It need scarcely be said that great care and expense are bestowed on the construction of these furnaces. Only the best and most refractory materials, such as firebricks, are used for the lining, and the exterior is a casing of solid masonry, strengthened with iron bands. When a new furnace is finished it takes a month or six weeks to put it into operation; but when this is done it will remain in action night and day continuously for a long period—perhaps for eight or ten years—before the necessity for repairs requires a “blow out.” And the blow out and restarting, without the cost of repairs, entail an outlay of several hundred pounds.

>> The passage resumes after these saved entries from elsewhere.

PR #1387, opened 2022-01-25
shuffle the audio queue locally

mueslimak3r:
**Changes**

* allow `mediaManager` to manage shuffling a new audio queue. This means clicking "shuffle (all)" will create a queue with the shuffle button enabled, and toggling it off will give the user an un-shuffled queue.

* gave the relevant `playNow()` methods a `shuffle` (boolean) parameter

* bypassed `getItemsToPlay()` handling shuffling audio items. This could be done more cleanly by having it internally ignore the `shuffle` parameter for audio

* fixed the query sorting of MusicArtist so songs are sorted by album and are in order within the albums

**Issues**
* starting audio playback by using the "shuffle (all)" buttons didn't allow for truly un-shuffling
* clicking "play all" on a music artist would sometimes (but not always) queue the songs unordered

### DIFF
--- a/app/src/main/java/org/jellyfin/androidtv/data/eventhandling/TvApiEventListener.java
+++ b/app/src/main/java/org/jellyfin/androidtv/data/eventhandling/TvApiEventListener.java
@@ -193,7 +193,7 @@ public class TvApiEventListener extends ApiEventListener {
                                     TvApp.getApplication().getCurrentActivity().startActivity(intent);
                                     break;
                                 case "Audio":
-                                    mediaManager.playNow(Arrays.asList(response.getItems()), startIndex);
+                                    mediaManager.playNow(Arrays.asList(response.getItems()), startIndex, false);
                                     break;
                             }
                         }
--- a/app/src/main/java/org/jellyfin/androidtv/ui/itemdetail/FullDetailsActivity.java
+++ b/app/src/main/java/org/jellyfin/androidtv/ui/itemdetail/FullDetailsActivity.java
@@ -1599,9 +1599,7 @@ public class FullDetailsActivity extends BaseActivity implements IRecordingIndic
     }
 
     protected void play(final BaseItemDto item, final int pos, final boolean shuffle) {
-        boolean shuffleQuery = item.getBaseItemType() == BaseItemType.MusicAlbum || item.getBaseItemType() == BaseItemType.MusicArtist || item.getBaseItemType() == BaseItemType.Audio ? false : shuffle;
-
-        PlaybackHelper.getItemsToPlay(item, pos == 0 && item.getBaseItemType() == BaseItemType.Movie, shuffleQuery, new Response<List<BaseItemDto>>() {
+        PlaybackHelper.getItemsToPlay(item, pos == 0 && item.getBaseItemType() == BaseItemType.Movie, shuffle, new Response<List<BaseItemDto>>() {
             @Override
             public void onResponse(List<BaseItemDto> response) {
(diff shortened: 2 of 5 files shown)


app/src/main/java/org/jellyfin/androidtv/data/eventhandling/TvApiEventListener.java
```diff
@@ -193,7 +193,7 @@ public void onResponse(ItemsResult response) {
                                     TvApp.getApplication().getCurrentActivity().startActivity(intent);
                                     break;
                                 case "Audio":
-                                    mediaManager.playNow(Arrays.asList(response.getItems()), startIndex);
+                                    mediaManager.playNow(Arrays.asList(response.getItems()), startIndex, false);
```
DavidFair, line 196: For these values could we use a named bool so future devs don't have to dive into the docs?

```kotlin
shuffle = false
mediaManager.playNow(Arrays.asList(response.getItems()), startIndex, shuffle);
```

I find it prevents code from gradually turning into this:

```kotlin
mediaManager.foo(response, true, false);
```

app/src/main/java/org/jellyfin/androidtv/ui/itemdetail/FullDetailsActivity.java
```diff
@@ -1599,15 +1599,16 @@ public void onResponse(UserItemDataDto response) {
     }
 
     protected void play(final BaseItemDto item, final int pos, final boolean shuffle) {
+        boolean shuffleQuery = item.getBaseItemType() == BaseItemType.MusicAlbum || item.getBaseItemType() == BaseItemType.MusicArtist || item.getBaseItemType() == BaseItemType.Audio ? false : shuffle;
```
DavidFair, line 1602: Can this be moved into it's own private method? That way the logic can be broken down and documented without causing `play` to grow

app/src/main/java/org/jellyfin/androidtv/data/eventhandling/TvApiEventListener.java
mueslimak3r: I'm definitely open to this.
I do think this accommodation is only useful in IDEs without syntax highlighting / introspection features.
In android studio, parameters like this have their name shown beside them.

DavidFair: Ah feel free to disregard this 👍 
I tend to use both vim and the IDE so this is why I spotted it intislly.
But I'm also not against either jumping to the source or using the proper tool compared to adding noise to the source code. Plus multiple booleans is indicative of a hidden dataclass we can pull out

app/src/main/java/org/jellyfin/androidtv/ui/itemdetail/FullDetailsActivity.java
mueslimak3r: I went ahead and removed all the uses of `shuffleQuery`.
Instead I just removed the use of `shuffle` for creating the queries for `MusicAlbum` & `MusicArtist` in `getItemsToPlay`. If shuffling audio queues locally is accepted, leaving `shuffle` in as an option for the queries, and working around it externally, is messy.

app/src/main/java/org/jellyfin/androidtv/data/eventhandling/TvApiEventListener.java
mueslimak3r: I'm a fan of vim too
Have you tried plugins like this:
https://github.com/uiiaoo/java-syntax.vim

I just tested with neovim and it does add nice colors to the code but it still doesn't provide the parameter names for methods.

nielsvanvelzen (approved):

The gases leaving the throat of the furnace consist mainly of nitrogen and a little carbonic acid, together with about one-third of their volume of the combustible gases, carbonic oxide, and some hydrogen; but these last do not leave the furnace in an ignited state, because the oxygen there has already been consumed. They are conducted by the “down-come” pipe, G, Fig. 22, to a point at which, by means of a valve, they can be directed to one or other of two circular towers entirely filled with firebricks, arranged chequerwise, so as to form innumerable passages between them. The furnace gases are admitted at the bottom of the Cowper tower, or “regenerative stove,” into a flue to which a regulated quantity of air has access, and there they are fired: the flame ascending the flue to the upper part of the tower, thence descends, communicating its heat to the firebricks, which soon acquire a very high temperature, especially where the flame first enters, and the burnt gases leave the tower for a tall chimney, leaving most of their heat in the firebricks. When this action has continued for a sufficient time, the connection of the regenerator with the throat of the furnace is cut off, and the escaping gases are directed into the other regenerator, and at the same time the blast from the blowing engine is made to ascend among the firebricks of the first, where gaining increasing temperature as it ascends—the stove being hottest at the top—the air leaves the tower to be conducted to the tuyères at such high temperature as already mentioned. While the one regenerator is thus heating the blast, the other is in its turn accumulating heat from the flames of the escaping gases; and thus they are worked alternately, the action being constantly reversed after suitable intervals.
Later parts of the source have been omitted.